La scuola, per sua natura, pur senza porre limiti di età, si rivolgerà soprattutto ai giovani ed ai giovanissimi. I bambini più piccoli, oltre che giocare con l’acqua ed imparare le diverse discipline, avranno giochi ed attività mirate per loro.
Per i più grandi, vere e proprie attività sportive: attraverso l’insegnamento della canoa, del nuoto e della pallanuoto, ma anche del Beach Volley, o della Pesca sportiva, i ragazzi disabili e non, si troveranno ad affrontare, con l’aiuto di esperti e tecnici preparati, la fatica dell’allenamento ed il gioco di squadra, imparando a mettersi in
discussione e confrontarsi.
Verranno chiesti il patrocinio dei diversi Comuni e delle istituzioni preposte.
I ragazzi che vengono da fuori Roma faranno dei soggiorni-vacanza presso strutture organizzate per seguire i corsi e vivere con il centro tutte le molteplici attività.

GLI OBIETTIVI
Il progetto sviluppare una potenzialità educativa come veicolo di diffusione dei valori etici, civili, sociali e culturale di rispetto umano e naturalistico verso le giovani generazioni.
Avvicinando alle discipline acquatiche i portatori d’handicap e i ragazzi “normali”, in un ambiente sereno e naturale, a contatto con la natura, e attraverso sport dal profondo spirito di squadra, la scuola vuole creare un punto di incontro e di aggregazione in quello spirito che rende lo sport così speciale, e che spesso viene a mancare nella vita quotidiana dei giovani,
e non solo.
La scuola avrà una vera e propria attività agonistica.

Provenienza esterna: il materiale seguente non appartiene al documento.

PR #171, opened 2025-02-17
Add new `InputModel` class for managing input state

### LINKED ISSUE #163: Subissue: Lift chat input state to `ChatModel`
### Problem

While building #161, I noticed that I had to pass `input` and `setInput` from the `<ChatInput />` component to the chat command providers, since they need to read & write from the input. This results in a weird interface:

```ts
export interface IChatCommandProvider {
    id: string;
    ready?: Promise<void>;
    getChatCommands(partialInput: string): Promise<ChatCommand[]>;
    handleChatCommand(command: ChatCommand, partialInput: string, replacePartialInput: (newPartialInput: string) => void): Promise<void>;
}
```

If a `ChatModel` instance could provide methods for reading & writing to the input, the interface can then be simplified to:

```ts
export interface IChatCommandProvider {
    id: string;
    ready?: Promise<void>;
    getChatCommands(chatModel: IChatModel): Promise<ChatCommand[]>;
    handleChatCommand(command: ChatCommand, chatModel: IChatModel): Promise<void>;
}
```

### Proposed Solution

Lift chat input state up to the `ChatModel` instance. The `<ChatInput />` component should be updated accordingly.

### Additional context

Chat commands PR: #161

brichet:
This PR adds an `InputModel` class to handle input state.
This is proposed for:
- simplifying the use of the chats commands, that needs to get the input content, the current word and to be able to replace it.
- enhancing the messages editiing, by allowing adding and deleting attachments.

By default, the chat model includes an input model, for the "main" input of the chat panel. When editing a message, a new input model is created for this edition, and deleted when edition is over (cancelled or validated).

Fixes #163


dlqqq:
@brichet I think this PR will cause some conflicts with the chat commands PR in #161. I think it would be best to rebase this branch & fix conflicts after merging #161. I'll give this a review after.

dlqqq:
#148 should probably also be merged first to address any merge conflicts. I've approved that PR.

packages/jupyter-chat/src/components/input/use-chat-commands.tsx
```diff
@@ -101,34 +100,20 @@ export function useChatCommands(
...
-      replaceCurrentWord(input, cursorIndex, command.replaceWith, setInput);
-      return;
-    }
-
-    const replaceCurrentWordClosure = (newWord: string) => {
-      replaceCurrentWord(input, cursorIndex, newWord, setInput);
-    };
+    // When a command is selected, the input value is not updated to avoid conflict
+    // changes. It must be updated here, even if there is no replacement string.
+    inputModel.replaceCurrentWord(command.replaceWith ?? command.name);
```
brichet, line 114: This change is to avoid concurrency on the input update.
When a command is selected from the list, the `onInputChange()` callback of the `ChatInput` is called first with the value (name) of the command. Then the `onChange()` callback of the `Autocomplete` is called. This resulted to a replacement of the whole input.
To avoid this behavior, the `onInputChange()` does not update the input value when change come from a selected command (using the `reason` props, set to `reset` in that case), and the value is updated in the `onchange()`, whether it need to be replaced or not.

This seems to work smoothly, but maybe it deserves some more testing to ensure it did not break anything else.

cc. @dlqqq

packages/jupyter-chat/src/chat-commands/types.ts
```diff
@@ -67,7 +68,6 @@ export interface IChatCommandProvider {
    */
   handleChatCommand(
     command: ChatCommand,
-    currentWord: string,
-    replaceCurrentWord: (newWord: string) => void
+    inputModel: IInputModel
   ): Promise<void>;
```
dlqqq, line 72: Can you also pass the input model to `getChatCommands()` method above on line 60? The `currentWord: string` argument should be replaced with `inputModel: IInputModel`.

packages/jupyter-chat/src/components/chat-input.tsx
```diff
@@ -17,33 +18,27 @@ import React, { useEffect, useRef, useState } from 'react';
...
+import { IAttachment, Selection } from '../types';
 import { useChatCommands } from './input/use-chat-commands';
 import { IChatCommandRegistry } from '../chat-commands';
 
 const INPUT_BOX_CLASS = 'jp-chat-input-container';
 
 export function ChatInput(props: ChatInput.IProps): JSX.Element {
   const { documentManager, model } = props;
-  const [input, setInput] = useState<string>(props.value || '');
+  const [input, setInput] = useState<string>(model.value);
```
dlqqq, line 31: I'm hesitant to leave this line here because it creates 2 sources of truth about what the current state of the input is (`model.value` v.s. `input`). It seems like we should remove the `input` and `setInput` variables entirely. Can you explore making these changes?

packages/jupyter-chat/src/components/chat-input.tsx
```diff
@@ -269,11 +276,7 @@ export namespace ChatInput {
     /**
      * The chat model.
      */
-    model: IChatModel;
-    /**
-     * The initial value of the input (default to '')
-     */
-    value?: string;
+    model: IInputModel;
```
dlqqq, line 279: This is a nitpick, but can we prefer naming input models just `input` instead of `model` or `inputModel`? The word `model` doesn't convey anything useful. Preferring `input` produces code that is easier to follow:

```ts
input.value // value of the input
input.attachments // the input attachments
input.cursorIndex // index of the cursor in the input
```

Same goes for the arguments to the `IChatCommandProvider` methods.

dlqqq (changes requested):
@brichet Wow, thanks for working on this so quickly! All of the high-level changes look good. I left some feedback for you below, but still need more time to complete a full review.

My day tomorrow will be full of meetings, so I will likely need until the end of Thursday to finish reviewing this. Feel free to work on another issue using the Kanban board: https://github.com/orgs/jupyterlab/projects/9

packages/jupyter-chat/src/components/chat-input.tsx
brichet: As discussed privately, the state is used to update the react component.
`setInput()` should only be called when the input model value has changed, I don't think that it can lead to errors.

packages/jupyter-chat/src/chat-commands/types.ts
brichet: Done

packages/jupyter-chat/src/components/chat-input.tsx
dlqqq: I agree. I did 30 min of research into React rendering and it doesn't seem like there's any other way to trigger a re-render. This leads to a little duplicate state, but I think that's fine given that there's no clear alternative.

packages/jupyter-chat/src/components/chat-input.tsx
dlqqq: As discussed in a previous thread, we still need `input` as a local state variable to trigger React re-renders. Therefore this comment isn't applicable.

packages/jupyter-chat/src/components/input/use-chat-commands.tsx
dlqqq: @brichet Thank you for documenting this. I've tested it locally and it works well. The code highlighted here actually introduces a small regression, because we only want to replace the current word if `replaceWith` is set. If it's not set, then the handling of the command should be deferred to the command provider. I've pushed this change to your branch, and have verified this locally.

Note: I actually added that `if (reason === 'reset') { ... }` condition in the original PR, but removed it later because I found that it wasn't necessary. However, based on my local testing, this PR definitely needs that condition. I'm not sure why this bug only surfaced here in this PR. Leaving this as a note in case this breaks in the future.

dlqqq (approved):
@brichet This looks perfect, thank you for building this!

packages/jupyter-chat/src/components/input/use-chat-commands.tsx
brichet: > because we only want to replace the current word if replaceWith is set.

Let's keep your change, I don't have a strong opinion on it :+1:

packages/jupyter-chat/src/components/input/use-chat-commands.tsx
```diff
@@ -101,34 +100,23 @@ export function useChatCommands(
...
     if (!currentWord) {
       return;
     }
 
+    // if replaceWith is set, handle the command immediately
     if (command.replaceWith) {
-      replaceCurrentWord(input, cursorIndex, command.replaceWith, setInput);
+      inputModel.replaceCurrentWord(command.replaceWith);
       return;
     }
```
brichet, line 116: Should it be one or the other only (`replaceWith` or `handleChatCommand()`) ?
We could imagine replacing the word and performing an action. Removing the `return` statement allows it without counterpart, I think.

dlqqq: I do think that they should be mutually exclusive, since `replaceWith` can be implemented in `handleChatCommand()` if necessary. If a command provider only provides commands with `replaceWith` set, then the command provider is only providing completions. These commands don't need to be handled, so `handleChatCommand()` can be left blank (i.e. it just returns immediately).

If a command provider wants to replace the current word and perform an action, then they should define their custom logic in `handleChatCommand()`. For example:

```tsx
// additional logic before
inputModel.replaceCurrentWord(...)
// additional logic after
```

The current working model is that command providers **should** define `handleChatCommand()` in any case where they need to handle the command themselves, i.e. they aren't just providing completions. This is understandably unclear, since we only provide completions with emojis right now.

brichet:
Thanks for the review @dlqqq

E’ prevista, già nel 2002, la partecipazione con squadre miste integrate al Campionato del Mondo di Dragon Boat in programma a settembre al Laghetto dell’EUR a Roma , e la Vogalonga di Venezia, prime squadre integrate a partecipare in assoluto a queste competizioni.
L’attività agonistica, oltre a stimolare ed entusiasmare i ragazzi, sarà anche importante veicolo di promozione ed informazione per l’integrazione sociale e per una miglior qualità di vita dei portatori d’handicap. Il supporto e la collaborazione attiva di campioni di fama internazionale permetteranno a queste squadre di dimostrare tutto il loro valore,
sul piano agonistico e umano.

Verranno informati del progetto tutti i comuni limitrofi e le scuole di Roma e provincia, per ottenere immediatamente un’ampia partecipazione. La scuola verrà presentata alla stampa ed ai media alla sua inaugurazione attraverso una conferenza stampa, e con comunicazioni mirate sui media e tramite internet. Verranno sviluppate piccole campagne di affissioni e volantinaggio,
e partecipazioni ad iniziative e manifestazioni.
Verrà inoltre ampiamente pubblicizzata attraverso le reti del Terzo Settore, e canali ufficiali delle associazioni, tramite il quale verranno anche proposti i soggiorni- vacanza per i giovani disabili di tutta Italia.Altre iniziative di comunicazione sono da valutare.
Sono stati richiesti i patrocini dei diversi Comuni interessati, della Provincia di Roma, della Regione Lazio e l’Alto Patronato del Presidente della Repubblica, già ottenuto per altre iniziative.Verranno inoltre richiesti i patrocini dei ministeri di riferimento.
L’apertura della scuola è prevista per Giugno 2002.